## Task goal
Lines holding the word "getParticipantKeyPairs" must be located in the listing below and copied.

======== Data under study

PR #475, opened 2024-06-26
Various code improvements

alex-yau-ttd:
- Move away from deprecated methods
- Improve an error message
- Improve some test names
- Remove a use of "as"
- Improve a test assertion
- Fix and improve participant key pairs test
- Fix logic around the CSTG completion banner & added a story
- Other ESLint suggestions

### DIFF
--- a/src/api/routers/participants/participantsKeyPairs.spec.ts
+++ b/src/api/routers/participants/participantsKeyPairs.spec.ts
@@ -10,10 +10,15 @@ import { KeyPairDTO } from '../../services/adminServiceHelpers';
 import { ParticipantRequest } from '../../services/participantsService';
 import { getParticipantKeyPairs } from './participantsKeyPairs';
 
-const oneKeyPair: KeyPairDTO[] = [
+const noKeyPairsSiteId = 10;
+const singleKeyPairSiteId = 11;
+const multipleKeyPairsSiteId = 12;
+const disabledKeyPairSiteId = 13;
+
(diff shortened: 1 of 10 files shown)


src/api/routers/participants/participantsKeyPairs.spec.ts
```diff
@@ -81,10 +112,11 @@ describe('#getParticipantKeyPairs', () => {
   });
 
   test.each([
-    [10, []],
-    [11, oneKeyPair],
-    [12, multipleKeyPairs],
```
alex-yau-ttd, line 86: This test was previously failing because it was expecting to return all keypairs, not just the enabled ones. I've added a test for the disabled keypair case and extracted a bunch of magic numbers to constants.

src/web/services/apiKeyService.ts
```diff
@@ -56,6 +56,6 @@ export async function DisableApiKey(apiKey: ApiKeyDTO, participantId?: number) {
       data: { keyId: apiKey.key_id },
     });
   } catch (e: unknown) {
-    throw backendError(e, 'Could not disable API Key');
```
ashleysmithTTD, line 59: Is this something a user would see? If not, I think it makes sense to leave as disable since that is what is happening from an engineer's point of view, but if the user would see this, then I'm good with the change to 'delete'

alex-yau-ttd: Yes this flows through to the UI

================

## Output for this exercise
 import { getParticipantKeyPairs } from './participantsKeyPairs';
@@ -81,10 +112,11 @@ describe('#getParticipantKeyPairs', () => {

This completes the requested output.